When the little mermaid suddenly has your skin color

Those girls’ faces. The eyes that can’t believe it. Their smile when it turnsout to be true. A week or two ago, Disney showed a teaser of their newmovie, a remake of The little Mermaid , not a cartoon, but one with realpeople. Immediately after that went on TikTok videosviral that mothers made oftheir daughters watching themovie. “I think she’sbrown,” says oneI thinkshe’s not even four years old yet. Another, eight at most, is taken aback bybewilderment. “She’s brown, like me.” At about the same time, the hashtag#notmyariel came to life online, because there are always people who thinkthat Ariel should have red hair, white skin, and blue eyes, or green, purpleif necessary, but certainly not brown.

I had to think about it when I went to Talking about color watched, a seriesthat HUMAN broadcasts every evening this week. At an impossible time, wellafter noon, film and television makers talk to each other about diversity andrepresentation in their work. I translate that as: do we see color on ourscreens and if so, does that color match how people of color see themselves?In sets of two, a “color maker” and a “white maker” watch a film clip andthen, according to the broadcaster’s press release, “respectful exchanges takeplace.”
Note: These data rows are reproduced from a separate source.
PR #297, opened 2021-06-09
konieczny: store lambda/rho positions for D class reps

flsmith:
Improves performance by reducing superfluous computation of lambda/rho values for D class representatives.

### DIFF
--- a/include/libsemigroups/konieczny.hpp
+++ b/include/libsemigroups/konieczny.hpp
@@ -237,6 +237,10 @@ namespace libsemigroups {
     using lambda_orb_scc_index_type = typename lambda_orb_type::scc_index_type;
     using rho_orb_index_type        = typename rho_orb_type::index_type;
     using rho_orb_scc_index_type    = typename rho_orb_type::scc_index_type;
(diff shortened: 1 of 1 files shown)


include/libsemigroups/konieczny.hpp
```diff
@@ -237,6 +237,10 @@ namespace libsemigroups {
     using lambda_orb_scc_index_type = typename lambda_orb_type::scc_index_type;
     using rho_orb_index_type        = typename rho_orb_type::index_type;
     using rho_orb_scc_index_type    = typename rho_orb_type::scc_index_type;
+    using rep_info_type             = typename std::tuple<internal_element_type,
```
james-d-mitchell, line 240: It probably doesn't make much odds, but could you please use an inner struct instead of a tuple here?

james-d-mitchell (changes requested):
Thanks @flsmith looks like a good improvement, be good to have an indication somewhere of what difference this PR makes. The only change I want is to not use a `tuple` but rather a nested `struct` with meaningful data member names.

PR #298, opened 2021-06-30
Implement EqualInFreeband

reiniscirpons:
This pull request is joint with @james-d-mitchell, @MTWhyte and @tomcontileslie. It implements a linear time method for checking equality of words as elements of the free band from [Radoszewski, Rytter (2010)](https://link.springer.com/chapter/10.1007/978-3-642-11266-9_55), see linked article for more info.

To check that it truly is linear, we ran a number of benchmarks on random words over a given alphabet and of a given length.
Figure_1
From Figure 1 it can be seen that the method seems to be linear in the length.
Figure_2
Figure 2 does not show a clear linear trend between alphabet size and runtime, but it seems that the runtime decreases as alphabet size increases. This is partially because each datapoint comes from a single run on a single word, and partially because random words are not the best test cases (as it is likely that a very small prefix of the word contains almost all letters of the word, for example).
Figure_3
Figure 3 is a 3d scatter plot  of the runtimes together with a least squares estimate of a best fit plane (generated with code taken from [here](https://gist.github.com/RustingSword/e22a11e1d391f2ab1f2c)), and visually looks like an ok fit. Maybe more tests should be run to determine if it truly is linear.

What is clear though is that this method runs far better than the naive method that is exponential in the size of the alphabet (and thus cannot handle the case of size 50 alphabet).


benchmarks/bench-freeband.cpp
```diff
@@ -0,0 +1,159 @@
+//
+// libsemigroups - C++ library for semigroups and monoids
+// Copyright (C) 2020 James D. Mitchell
```
james-d-mitchell, line 3:
```suggestion
// Copyright (C) 2021 James D. Mitchell
```

include/libsemigroups/freeband.hpp
```diff
@@ -0,0 +1,129 @@
+//
+// libsemigroups - C++ library for semigroups and monoids
+// Copyright (C) 2020 James D. Mitchell
```
james-d-mitchell, line 3:
```suggestion
// Copyright (C) 2021 James D. Mitchell
```

src/freeband.cpp
```diff
@@ -0,0 +1,271 @@
+//
+// libsemigroups - C++ library for semigroups and monoids
+// Copyright (C) 2020 James D. Mitchell
```
james-d-mitchell, line 3:
```suggestion
// Copyright (C) 2021 James D. Mitchell
```

tests/test-freeband.cpp
```diff
@@ -0,0 +1,177 @@
+//
+// libsemigroups - C++ library for semigroups and monoids
+// Copyright (C) 2020 James D. Mitchell
```
james-d-mitchell, line 3:
```suggestion
// Copyright (C) 2021 James D. Mitchell
```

Actor Daniël Kolf showed actor Jacob Derwig a piece from The East , in whichtwo Dutch soldiers execute five Indonesians. Kolf thinks it’s great that the’black pages of history’ are now material for film makers. Jacob Derwig mustfirst admit that he thought it was quite a “masculine” film. Two female roles.bit parts. “One is a whore, the other a mother.” His eyes for the role ofwomen in theater or film only opened five years ago, he says. That was whenactress Jacqueline Blom damned to star in his adaptation of a play by Chekhov.Also in it: two female roles. A prostitute and a mother with little or notext.
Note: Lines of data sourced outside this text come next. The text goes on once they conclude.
PR #334, opened 2022-03-01
ci: add cygwin job

james-d-mitchell:


wilfwilson:
The error that you're getting looks like something to do with Windows versus Unix line endings.

I recommend adding the same `.gitattributes` file to the root directory of this repository that I add in https://github.com/semigroups/Semigroups/pull/787. This ensures (I think?) that all files are checked out with Unix line endings. In any case, it might help.

.github/workflows/runtests.yml
```diff
@@ -2,10 +2,42 @@ name: CI
 on: [pull_request]
 
 jobs:
+   cygwin:
+      timeout-minutes: 40
+      runs-on: windows-latest
```
wilfwilson, line 7: I might not have got the syntax right, but I thin that adding this would stop you from having to manually configure the `shell` on each step.
```suggestion
      runs-on: windows-latest
      defaults:
        run:
          shell: C:\cygwin64\bin\bash.exe --login -o igncr '{0}'
```

james-d-mitchell:
Thanks @wilfwilson that's awesome, I'll have another stab later!

james-d-mitchell:
The second commit in this PR also resolves #335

They never see themselves on TV

The conversation between writer Manju Reijmer and Pieter Bart Korthuis onTuesday evening was overflowing with benevolence and mutual understanding. I’mnot saying that to be lame, but the people in this series already seemedpretty awake to me about where their blind spots are. That does not mean thatthe scales can still fall from your eyes. On Wednesday evening, culturalentrepreneur Hui Hui Pan and actress Jennifer Hoffman sat opposite each other.A piece was shown from beef funk, in which a Chinese meal delivery lady istaunted by a customer and keeps smiling silently. But this was a satiricalprogram anyway, the scene was meant to be cringe-inducing, it was a joke.That’s not the problem, says Hui Hui Pan. The problem, she says, is that thereis no counterpart to that image of that silent Asian woman who allowseverything. “I have three small children, they never see themselves on TV.”She used to wish herself blond hair and blue eyes, and now her daughter doesthat again, or: still.
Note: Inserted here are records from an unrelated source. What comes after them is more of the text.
PR #348, opened 2022-05-18
Add static triangular array container

Joseph-Edwards:
We sometimes use triangular matrices, but implementing them using the classic `StaticVector2` allocates more memory than is ever used. We implement `StaticTriArray2` to provide a memory efficient alternative, using the same interface as `StaticVector2`.

### DIFF
--- a/include/libsemigroups/containers.hpp
+++ b/include/libsemigroups/containers.hpp
@@ -36,8 +36,88 @@
 
 namespace libsemigroups {
   namespace detail {
+    template <typename T, size_t N>
+    class StaticTriVector2 {
+      // So that StaticTriVector2<T, N> can access private data members
+      // of StaticTriVector2<S, M> and vice versa.
+      template <typename S, size_t M>
+      friend class StaticTriVector2;
 
-    // Template class for 2-dimnensional dynamic arrays.
+     public:
+      // Aliases for iterators
+      using const_iterator =
+          typename std::array<T, N*(N + 1) / 2>::const_iterator;
+
+      StaticTriVector2(StaticTriVector2 const&) = default;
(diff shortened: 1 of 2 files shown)


include/libsemigroups/containers.hpp
```diff
@@ -30,6 +30,88 @@
 
 namespace libsemigroups {
   namespace detail {
+    template <typename T, size_t N>
+    class StaticTriArray2 {
```
reiniscirpons, line 34:
```suggestion
    class StaticTriVector2 {
```
Change name to better reflect that the class implements a `Vector2` interface.

include/libsemigroups/containers.hpp
```diff
@@ -30,6 +30,88 @@
...
+      // So that StaticTriArray2<T, N> can access private data members
+      // of StaticTriArray2<S, M> and vice versa.
+      template <typename S, size_t M>
+      friend class StaticVector2;
+
```
reiniscirpons, line 39:
```suggestion
      template <typename S, size_t M>
      friend class StaticTriVector2;

```
Your probably want the firend class to have the same name as the current class, since `StaticVector2` has different private data members to your class.

reiniscirpons (commented):
Thanks for the PR Joe! Ive tried using it in Schreier-Sims and it works just fine. Ive suggested some minor reworks, but otherwise it looks fine to me.

It would also be nice to have the iterator tests, but im not sure if its critical, since `StaticVector2` doesnt implement them either.

include/libsemigroups/containers.hpp
Joseph-Edwards: Thanks for pointing this out! This name change has been made.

And suddenly I was back at that ballet performance, at least sixteen yearsago, it was Christmas. In the main hall of the Muziektheater in Amsterdam,broken expensive tickets, packed hall. Sleeping Beauty, with all thetrimmings. One daughter next to me, the youngest of three on my lap. At firstshe loudly noted that there was no talking on stage. Stupid. Then SleepingBeauty came dancing on stage. Dead silence on my lap that I held for rapture.But it was utter amazement, or rather: disappointment. Her childish voice rangover the back of her heads. “Sleeping Beauty is Chinese.” And princesses mayhave hair as black as ebony, but the skin is always white. How easy is it tocolor those faces?